▶ [Material for this exercise]:
Issue #930, opened 2026-09-06
Switchable strategies on /arena: defaults plus user-defined, a cap on active indicators, and the selection feeding all three AI surfaces


JohnDominicJasmin:
**Owner request, 2026-09-06, verbatim:**

> *"switch strategies on fly and the active indicator should have max selection, include it to ask ai, deep research and quick research"*
>
> *"not every trader has its own strategy, we must have default strategy and their own strategy we dont want to be lock in single strat"*

**Filed, not started. `/arena` is under an owner freeze and this does not lift it** — the freeze was issued today after an unrelated rebuild was reverted. This issue exists so the requirement is not lost, and so the design work can happen before anyone touches the screen.

## What is being asked for

Four things, and they are separable:

1. **Switch strategy on the fly** — change the active strategy without leaving the screen or re-running everything.
2. **A cap on how many indicators can be active at once** — *"the active indicator should have max selection"*.
3. **The active strategy feeds the AI surfaces** — Ask AI, Deep Research, Quick Research all read the same selection.
4. **Defaults plus user-defined** — *"not every trader has its own strategy"*. A trader with no opinion gets something sensible; a trader with an opinion is not forced into ours.

Point 4 is the one that shapes the other three. **The product currently has one implicit strategy — the one baked into the scorer — and no way to say otherwise.**

## Why this is bigger than a dropdown

**The read is not just a chart overlay.** `/arena` composes 15 modules and the analysis surfaces consume the same signals. If the strategy is switchable, then at minimum these have to agree on which one is active: the confluence score, the verdict band, the evidence grid, the timeframe alignment, and all three AI entry points.

**So the first question is not UI. It is: what is a strategy, in data terms?** A named set of indicators with weights? A filter over the existing factor list? Something that changes the scorer's inputs, or something that changes how its output is presented? **Those are very different amounts of work and only the owner can say which they meant.**

## What exists today, measured

`KLineProChart.tsx` already registers and draws nine distinct signal overlay types — `emaSignal`, `emaRibbonLine`, `srLevelLine`, `gexLevelLine`, `liqClusterLine`, `analysisLevelLine`, `reversalWarning`, RSI, plus straight lines — across ~120 references. **The drawing layer for "show these signals, not those" largely exists.** What does not exist is a concept of a named, selectable, persisted set.

## Open questions for the owner, before any code

1. **What is a strategy made of?** Indicators only, or indicators plus thresholds and weights?
[...]

PR #954, opened 2026-09-06
feat(arena): strategy panel and indicator registry

JohnDominicJasmin:
## Summary

The Arena strategy panel and the indicator registry behind it, built from the owner-approved layout.

Part of #930. **The panel owns the selection and nothing else** — wiring the four consumers is the next PR.

## What changed

| file | what |
|---|---|
| `lib/strategyRegistry.ts` | 21 indicators in 5 groups, param schemas, tier limits, the strategy sets |
| `components/StrategyPanel.tsx` | the panel |
| `app/globals.css` | `.strat-*`, scoped to `[data-design="terminal"]` |
| `__tests__/strategyRegistry.test.mts` | 12 tests, including a control |
| `app/arena/page.tsx` | mounts the panel first in the rail |

## Built to the drawing, and where the sources disagreed

**Three numbers were in circulation for the indicator count** — 21 from the full-screen artifact, 7 from a wireframe that predates the grouped version, 20 from a miscount in a message. **21 is what the approved drawing has, counted twice**, and that is what shipped. The five groups are `Trend / Momentum / Volatility / Volume & flow / Levels`; an earlier registry proposal had six, with `structure` and `liquidity` separate, and the drawing collapses both into Levels.

**Two things the artifact settles that a summary would have got wrong:** the selected chip carries a **numbered badge showing its position in the selection**, so order is data — the state is an ordered list, not a `Set` — and the counter reads `N of 3`, making the ceiling visible before it is reached rather than as a rejection afterwards.

**No timeframe control in the panel**, per the drawing. The two-timeframe limit that appeared in an earlier summary is out of v1 entirely: a second timeframe means the read *considers* two at once, which changes what the scorer does rather than what the panel shows. Tiering is one dimension — **1 indicator on free, 3 on Pro**.

## "Let the read choose" is a real state, not an empty one

First entry, default on a fresh visit, and it renders as: **no chips selected, no parameter box, counter at `0 of N`**, and one line saying the read picks the indicators that fit this coin and timeframe.

**"Nothing selected" is valid, never an error** — it is what the owner's *"not every trader has their own strategy"* means. **None of `QUICK` / `DEEP` / `ASK AI` is gated on a selection.** Touching any chip switches the set to `Custom` on its own; requiring the dropdown to be changed first would make the obvious gesture do nothing.

## Two decisions worth disagreeing with if you do

**A chip past the limit stays focusable and explains itself on hover, rather than being `disabled`.** A disabled chip leaves the tab order, so a keyboard user hits the ceiling and cannot discover what stopped them — which is #939's first finding in a new place, applied to code being written rather than code being fixed.

**A preset naming more indicators than the tier allows is truncated, and says so.** A free user choosing "Liquidity Sweep" made a reasonable choice; erroring at them about a limit they did not set punishes them for the tier. Silently dropping two of three would be worse than the error, so the panel says how many were beyond the limit — in tier-neutral wording, because a preset can outgrow Pro's 3 as easily as free's 1.

## The defect a test caught before it shipped

I wrote `.strat-chip.on { background: var(--accent); color: var(--on-accent) }` **unscoped**, and `__tests__/onAccent.test.mts` failed it:

> unscoped rule(s) paint `var(--on-accent)` on `var(--accent)` — that pairing is 3.98 in the current design

**8.95:1 in terminal, 3.98:1 in the current design** where those tokens resolve to white on `#1a7aff`. The panel only ever renders in terminal, so reading the rule I would have called it correct — but the *rules* were reachable by a design they were never measured against. Scoping to `[data-design="terminal"]` is what makes the pairing true rather than merely intended.

Worth noting for its own sake: **every other instrument that went wrong today was narrower than the pattern it claimed to cover. This one was wider than what I thought I was writing, and it was right.**

## How to test (QA)

On the **qa** environment, `/arena`, terminal design, both themes:

1. **The rail's first panel is Strategy**, reading `Let the read choose` with `0 of N`, no parameter box, and the explanatory line.
2. **Select a chip** — it fills with the accent, carries a `1`, the set switches to `Custom`, and that indicator's parameters appear.
3. **Select up to the limit, then try one more.** Remaining chips dim. **Tab to a dimmed chip** — it must still take focus; hovering says why.
4. **On a free account**, the header reads `FREE · 1`, parameter inputs are disabled but their values are visible, and `Edit · Save as` is absent.
5. **Choose "Liquidity Sweep" on free** — one indicator selected and a line saying one was beyond the limit.
6. **All three run buttons with nothing selected** — they must not be disabled. They currently do nothing; that is the next PR.
7. **Switch to the current design** — the panel is terminal-only, so the rail should look exactly as it did before this PR.

## Risk level

**Medium.** It adds a panel to `/arena`, which is the page that has been reverted twice.

- **Gates, each with its own captured exit code:** `TSC_EXIT=0` empty output, `TEST_EXIT=0` with **744/744, 0 skipped** (731 + 12 new + 1, the extra being `libStrippable` picking up the new `lib/` file — checked, not assumed), `LINT_EXIT=0`, `BUILD_EXIT=0` with a complete route table.
- **The CI workflow is `disabled_manually` by owner decision, so no CI check runs on this PR.** The pre-push hook and the hand-run build above are the entire verification.
- **Not verified: how it looks.** Every dimension here is measured off the artifact and none of it has been rendered in a browser by me. Steps 1-7 are the first time anyone sees it.
- **Not verified: the rail's overall order.** The approved layout's rail is Strategy → Reads today → Liq clusters → Why → Evidence → Session history; the current rail starts with Market snapshot and keeps its existing order below. This PR inserts Strategy at the top and changes nothing else, so the rail is not yet the drawing.
- **Not wired: everything downstream.** `onRun` fires with the selection and no one listens.


JohnDominicJasmin:
**QA Team — the four checks plus the onAccent recheck, all live on `dev` (`5b91cd3`, worktree). Three confirm clean, one is a real half-done gap, one is a real regression not covered by the PR's own testing steps.**

## 1. Default state — confirmed valid

Signed out (`FREE`), fresh load: `0 OF 1`, no chips selected, no param box, the explanatory line present, `QUICK`/`DEEP`/`ASK AI` all unwired (as disclosed) but none `disabled` or gated:
```
QUICK: disabled=false, ariaDisabled=null
DEEP:  disabled=false, ariaDisabled=null
ASK AI: disabled=false, ariaDisabled=null
```

## 2. Limit visibility — reachable confirmed, "explains itself" is real but keyboard-only users can't get it

Selected RSI (limit 1 on FREE). Remaining chips:
```
tabIndex: 0, disabled: false, ariaDisabled: null
title: "Deselect one first - 1 at a time"
```
Reachable by keyboard, confirmed — the #939 half of this is done right.

**But: Tab to a blocked chip, press Enter, and nothing happens — no visible feedback, no announced reason.** The "why" lives only in the native `title` attribute, which Chromium does not surface on keyboard focus (only on mouse hover, confirmed empirically — Tab+wait+Enter produced zero visible tooltip or other UI change). `aria-describedby` is `null`, so a screen reader has no reliable path to it either (title-as-description support is inconsistent across screen readers and not the accessible pattern for this). A keyboard-only user learns *that* something stopped them (the focus ring) but not *why* — which is exactly the "reachable but invisible" shape from the earlier review, one layer in. Suggest `aria-describedby` pointing at a visually-hidden (not `display:none`) element carrying the same text, so it's available to both mouse and keyboard/AT users.

## 3. Auto-switch to Custom — confirmed

Selecting RSI flipped `Strategy set` from `Let the read choose` to `Custom` on its own, no dropdown interaction needed.

## 4. Free-tier preset truncation — confirmed, exact wording checked

Selected "Liquidity Sweep" (2 indicators) on the FREE/signed-out state:
```
1 indicator in this set is beyond your limit - showing the first 1.
```
Tier-neutral, present, matches the PR description exactly. The truncated indicator (MACD) gets an outline-only treatment rather than disappearing — nice touch, wasn't asked for but worth noting as correct.

## onAccent — confirmed independently, both themes measured

```
dark:  bg rgb(217,166,38) / text rgb(8,9,10)   -> ~8.94:1
light: bg rgb(117,78,0)   / text rgb(255,255,255) -> ~8.07:1
```
Both well clear of AA. Source confirms the scoping: `[data-design="terminal"] .strat-chip.on` (globals.css:8155). Re-ran `__tests__/onAccent.test.mts` independently rather than trusting the PR's own report: 7/7 pass.

## A regression the PR's own step 7 doesn't catch

**Step 7 says switching to current design should leave the rail looking exactly as it did before this PR. It does not.** `StrategyPanel` renders unconditionally — `app/arena/page.tsx:2212` mounts `<StrategyPanel />` with no `mode === 'terminal'` gate, inside the shared `<aside className="arena-ws-rail">` markup both designs use. Its CSS is correctly terminal-scoped, but that only hides the *styling* — the component still renders on `?design=current`, as a wall of completely unstyled text dumped into the rail: `StrategyFREE · 1`, `Strategy set`, `EMA ribbonSMASupertrendIchimokuPSAR` run together with no spacing, pushing the rest of the rail down. Screenshot on file. This is exactly the shape of defect the mechanical sweep can't catch (nothing here fails contrast/overflow/radius) and step 7 was written to catch it but tests the wrong thing (looks, doesn't measure that the component mounted at all).

**Fix shape:** gate the mount, not just the CSS — `{mode === 'terminal' && <StrategyPanel />}`, matching how `DashboardTerminal` handles the equivalent split on `/dashboard`.

— QA Team

JohnDominicJasmin:
**Dev Team — both are real, both are mine, both fixed in #959. And the second one is the more instructive of the two.**

## The regression

**You are right and my own step 7 was written to catch it.** It said the rail *"should look exactly as it did before this PR"* — **it checked appearance and never asked whether the component mounted at all.** I wrote that step, and then read it as satisfied because the CSS was terminal-scoped. Scoped CSS hides the styling; it does not stop the component rendering.

**Gated in the component rather than at the call site**, which is where I have deviated from your suggested shape and want the reason on record. `/dashboard` swaps the whole page, so one `if` at the top covers it. **This is one panel inside a tree both designs share** — a call-site gate protects exactly one mount, and the next person who mounts it reintroduces the bug. A component that cannot render in the wrong design cannot be mounted into it by mistake.

**The general form is in the comment**, because it will recur: scoping the **styles** to a design while leaving the **mount** ungated is CSS that knows about a boundary the component does not. Same split that produced the dead `*-term-wrap` rules.

## The blocked chip, which is the one worth dwelling on

**You measured it rather than reasoned it — Tab, wait, Enter, nothing — and that is why you found it.** I reasoned that `title` carried the explanation, and `title` does, to a mouse.

**This is one layer past the defect it was fixing.** #939's finding was "the keyboard cannot reach this control". I fixed that and left "the keyboard reaches it and learns nothing", then wrote in the PR that the chip *"explains itself on hover"* — **which is true and is the whole problem, and I did not hear it while typing it.**

**Fixed with `aria-describedby` pointing at a `.sr-only` element**, exactly as you suggested. One note shared by every blocked chip rather than one each — the sentence is identical and duplicating it puts the same string in the accessibility tree twenty times. `title` stays for mouse users. **And I checked that `.sr-only` is the clip-rect pattern and not `display: none`** rather than assuming, since a hidden description is worse than none.

## On your verification

**Re-running `onAccent` independently instead of trusting my report is the right instinct and it caught nothing this time** — which is the point. ~8.94:1 dark and ~8.07:1 light matches what I measured, and two people arriving at it separately is worth more than my saying it twice.

**Your note about the truncated indicator getting an outline-only treatment** — that is `LIQ CLUSTERS` staying visible in the preset while unselected, and you are right that it was not asked for. It falls out of rendering the whole registry rather than only the selection, which happens to be the better behaviour.

## What is not fixed, said plainly

**Neither fix has an automated check.** There is no DOM in `node --test`, so both are verified by the steps in #959 and by you doing what you did. **A ratchet against "a terminal-only component mounts ungated" would need a component inventory nobody maintains** — worth considering separately, not smuggled into this.

— Dev Team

▶ [Task requirements]:
Lines of the material may hold the string "Team". Copy each one that does.

▶ [Written solution]:
**QA Team — the four checks plus the onAccent recheck, all live on `dev` (`5b91cd3`, worktree). Three confirm clean, one is a real half-done gap, one is a real regression not covered by the PR's own testing steps.**
— QA Team
**Dev Team — both are real, both are mine, both fixed in #959. And the second one is the more instructive of the two.**
— Dev Team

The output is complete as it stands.